According to the CMS report, as of September, approximately 303,072 physicians opted to participate in the two programs, which indicates a 7% jump in total enrollment. Of the 303,072 physicians, 208,331 chose to participate in the program administered through Medicare, while 94,741 have enrolled in the Medicaid program.
Throughout September, 4,057 hospitals have registered, showing another 2% increase since August. According to CMS, it paid 82, 535 physicians and other eligible professionals $1.4 billion in incentive money under the Medicare EHR program, while 60,208 of their peers collected $1.2 billion in Medicaid EHR dollars.
Currently the two programs have made 4,211 payments to 3,044 hospitals totaling $4.9 billion.
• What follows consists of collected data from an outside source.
PR #48, opened 2021-06-10
Github action

rmn30:
This adds a github action that builds the C emulators for RV32 and RV64, normal and rvfi on each push. Unfortunately compiling sail and install its dependencies each time takes a while and is quite inefficient. We might be able to use a docker file to improve on this but I've not figured out how yet. Fortunately pushes are not that frequent.

### DIFF
--- a/.github/workflows/compile.yml
+++ b/.github/workflows/compile.yml
@@ -18,5 +18,5 @@ jobs:
       uses: actions/checkout@HEAD
       with:
         submodules: true
-    - name: Build model
-      run: eval $(opam env) && make -d csim
+    - name: Build simulators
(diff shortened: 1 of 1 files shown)


.github/workflows/compile.yml
```diff
@@ -0,0 +1,22 @@
...
+
+on: [push]
+
+jobs:
+  build:
+    runs-on: [ubuntu-18.04]
+    steps:
+    - name: Install opam2
+      run: |
+        sudo add-apt-repository -y ppa:avsm/ppa
```
arichardson, line 11: Could also download `https://github.com/ocaml/opam/releases/download/2.0.8/opam-2.0.8-x86_64-linux` instead of using the ppa?

arichardson: Probably makes sense to check that it builds on both.

PR #51, opened 2021-09-29
WIP: Indirect sentries

nwf:
This sits on top of #18 at the moment, just because it needs to read capabilities from memory.


src/cheri_types.sail
```diff
@@ -60,9 +60,10 @@
 /*  SUCH DAMAGE.                                                                         */
 /*=======================================================================================*/
 
-let reserved_otypes = 4
+let reserved_otypes = 8
```
jrtc27, line 63: This can stay as 4

src/cheri_insts.sail
```diff
@@ -108,6 +110,48 @@ function clause execute(CJAL(imm, cd)) = {
...
+    match load_cap_via_cap(0b0 @ cs, cs_val, idcaddr) {
+      None() => RETIRE_FAIL,
+      Some(v) => {
+        if not (v.tag) then {
+          handle_cheri_reg_exception(CapEx_TagViolation, cs);
+          RETIRE_FAIL
+        } else if not (v.permit_execute) then {
+          handle_cheri_reg_exception(CapEx_PermitExecuteViolation, cs);
+          RETIRE_FAIL
+        } else {
```
jrtc27, line 139: Need to handle v being sealed (especially if it points to a sentry, which is a bit redundant but IMO should be allowed). At which point this basically looks like a copy of CJALR, except it rejects nested indirect sentries, so probably worth sharing code.

src/cheri_insts.sail
```diff
@@ -135,6 +179,9 @@ function clause execute(CJALR(imm, cs1, cd)) = {
   if not (cs1_val.tag) then {
     handle_cheri_reg_exception(CapEx_TagViolation, cs1);
     RETIRE_FAIL
+  } else if signed(cs1_val.otype) == otype_isentry_ptp then {
+    /* Indirect points-to-PCC sentries have their own requirements; jump out */
+    handle_cjalr_isentry_ptp(cd, cs1)
   } else if isCapSealed(cs1_val) &
             ((signed(cs1_val.otype) != otype_sentry) | imm != zeros()) then {
```
jrtc27, line 186: Immediate check needs to apply to indirect sentries too (as it would imply loading from a different address; currently you just silently ignore it). I do wonder though if CJALR should support these transparently or not, for Morello there are separate indirect and indirect-pair sentry branch instructions. I imagine not knowing whether or not a CJALR will need to load would be a complete pain for OoO processors as which execution unit it is issued to has a value dependency on its source register.

src/cheri_insts.sail
```diff
@@ -135,6 +179,9 @@ function clause execute(CJALR(imm, cs1, cd)) = {
   if not (cs1_val.tag) then {
     handle_cheri_reg_exception(CapEx_TagViolation, cs1);
     RETIRE_FAIL
+  } else if signed(cs1_val.otype) == otype_isentry_ptp then {
```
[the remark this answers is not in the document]
nwf: Erm, quite.  `ipcc`?

src/cheri_insts.sail
nwf: Thanks for the reminder; let's follow Morello on this and we can always experiment with making `cjalr` follow transparently later.

src/cheri_types.sail
```diff
@@ -63,6 +63,8 @@
 let reserved_otypes = 4
 let otype_unsealed = -1
 let otype_sentry   = -2 /* Sealed erstwhile or prospective PCC */
+let otype_isentry_load = -3 /* Sealed erstwhile IDC pointing at PCC */
```
arichardson, line 66: Is `erstwhile` correct? Isn't this what is going to be `idc` when invoked rather than what was idc when sealed?

nwf: How embarrassing.

src/cheri_insts.sail
```diff
@@ -1656,6 +1726,172 @@ function clause execute (CLoadTags(rd, cs1)) = {
...
+  } else if not (cs1_val.permit_load_cap) then {
+    handle_cheri_reg_exception(CapEx_PermitLoadCapViolation, cs1);
+    RETIRE_FAIL
+  } else {
+    C(cd) = sealCap(cs1_val, to_bits(cap_otype_width, otype_isentry_load));
+    RETIRE_SUCCESS
+  }
+}
+
+union clause ast = CInvokeLAL : (regidx, regidx)
```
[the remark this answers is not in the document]
nwf: I think the intention was "Load And Link", though I no longer remember.  It's a bad name.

Nearly $2.6 billion has been paid through Medicare and approximately $2.3 billion paid through Medicaid. According to CMS, the number of hospital payments can exceed the number of hospitals enrolled because hospitals can receive payments under both Medicare and Medicaid.
Approximately a year ago, only 3,700 physicians had reported participating in Meaningful Use, proving that providers, including early adopters, would find it difficult to attest. Of the first healthcare providers to receive these payments, though, approximately half had been using EHRs for several years prior to the government program. Although some questioned the effectiveness of the incentive program as a result of these findings, experts concluded the program isn't designed to reward those who purchase the technology, but is instead intended to move doctors and hospitals to an electronic infrastructure to provide better care.
Experts also concluded a year ago it's "nonsensical" to suppose early adopters would cause the government to run out of money and therefore not provide payments to physicians who buy EHRs. As of October 2011, CMS' projection of money spent in incentive payments stood between $14 billion and $27 billion, putting the program's intentions on target.